Libros de ayer y hoy
“Ojalá volvamos a un Papa de texto y libro”, me confesó un funcionario vaticano durante el último cónclave. Una periodista radicada en Roma por más de dos décadas coincidía: “Ya no queremos tantas sorpresas”. Ambos disfrazaban así su crítica a un pontificado cuyos signos no sólo fueron la reforma y la revolución sino también, hay que decirlo, cierto voluntarismo en un estilo de gobierno cuya humorada constituía el ‘ad libitum’ de no pocas decisiones.
Para el funcionario institucional y el periodista que cubre la fuente, nada mejor que ceñirse al guión, que nada ni nadie se salga de lo preestablecido.
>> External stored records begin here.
PR #209, opened 2016-01-26
Add challenge about fixing a remote with an invalid URL

lesteve:
This is part of the instructor training.

### DIFF
--- a/07-github.md
+++ b/07-github.md
@@ -192,3 +192,19 @@ this command would download them to our local repository.
 >
 > In this lesson, we introduced the "git push" command.
 > How is "git push" different from "git commit"?
+
+> ## Fixing up remote settings {.challenge}
+>
+> It happens quite often in practice that you made a typo in the
+> remote URL. This exercice is about how to fix this kind of issues.
+> First start by adding a remote with an invalid URL:
+>
+> ~~~ {.bash}
+> git remote add broken https://github.com/this/url/is/invalid
+> ~~~
+>
+> Do you get an error when adding the remote? Can you think of a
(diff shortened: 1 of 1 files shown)


iglpdc:
Thanks @lesteve : looks good! A couple of requests, since his is a slightly more advance challenge, although I think it's totally pertinent (it happens often during the workshops that someone mistypes the URL):

Could you add a line specifying how to enter the wrong URL. E.g.:

~~~
git remote add broken https://gitbuh.com/vlad/palnets.git 
~~~

or something like that. In this case, they still have the `origin` remote working and the instructor can give a solution that works for everybody.

Also, could you also please add the "solution" under the "Remotes in Github" section in [instructors.md](instructors.md)? A link to some docs for `git remote set-url` would be enough.

Thanks again!

lesteve:
> Could you add a line specifying how to enter the wrong URL.

Sure I'll do that.

> Also, could you also please add the "solution" under the "Remotes in Github" section in instructors.md? A link to some docs for git remote set-url would be enough.

There is already a mention of git remote set-url in the [Collaborating](https://github.com/swcarpentry/git-novice/blob/gh-pages/instructors.md#collaborating) section. Do you want me to move it to the "Remotes in Github" section?

iglpdc:
> There is already a mention of git remote set-url in the Collaborating section. Do you want me to move it to the "Remotes in Github" section?

Oh, I didn't notice that :) Nah, I think it's enough with the text already there.

lesteve:
OK added the instruction to add a remote with an obviously invalid URL.

iglpdc:
Great! Thanks a lot.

La disciplina comunicativa simplifica el trabajo, anticipa crisis, reduce la necesidad de discernimiento y proyecta control. Aunque también, por otro lado, termina constriñendo la capacidad creativa y las cualidades reactivas ante un ambiente radicalmente cambiante.
Son muchas las instituciones que priorizan evitar sorpresas, operando siempre dentro del manual. Ningún consultor les aconsejaría lo contrario. Pero la hiperregulación conlleva riesgos: el exceso de retórica vacía y los lugares comunes pueden trivializar sus mensajes ante audiencias no cautivas. Peor aún, abren grietas para que operadores hábiles distorsionen la realidad, aprovechando el apego institucional a los protocolos.
De hecho, no es raro encontrar casos donde agentes internos revierten decisiones superiores, sabiendo que a la institución le costaría desmentirlos. Las organizaciones más orgullosas de sus rituales y tradiciones suelen ser las más vulnerables a la simulación, el ocultamiento o el usufructo privado de bienes colectivos.
Estas entidades, satisfechas con sus mecanismos de control, rechazan por sistema la audacia comunicativa. Prefieren el lugar común —aunque repitan fórmulas gastadas— antes que arriesgarse a innovar. Así, sus mensajes pierden frescura y relevancia, volviéndose banales en medio de los debates sociales.
Un periodista me dijo alguna vez: “Quien comparó ojos con estrellas y dientes con perlas fue un genio; quien lo repitió, un necio”. Lamentablemente, muchas instituciones eligen la seguridad de lo trillado. Al repetir las fórmulas exitosas o correctas, no hay espacio para el error, pero tampoco para ninguna audacia. Pero aquí cabe un matiz: no bastan sólo las palabras originales sino las que, con autenticidad, conservan el sentido de lo que se quiere expresar.
La Iglesia católica vive hoy este dilema. Tras el pontificado de Francisco —con su lenguaje y gestos disruptivos que interpelaron al mundo—, el desafío de León XIV es seguir la audacia comunicativa (“nueva en su ardor, nueva en su lenguaje”) al tiempo de conservar la autenticidad de un contenido cuyo depósito doctrinal es bimilenario. La tentación de refugiarse en “el texto y el libro” no es más que el canto de sirenas de quienes buscan control… y quizás beneficiarse de él.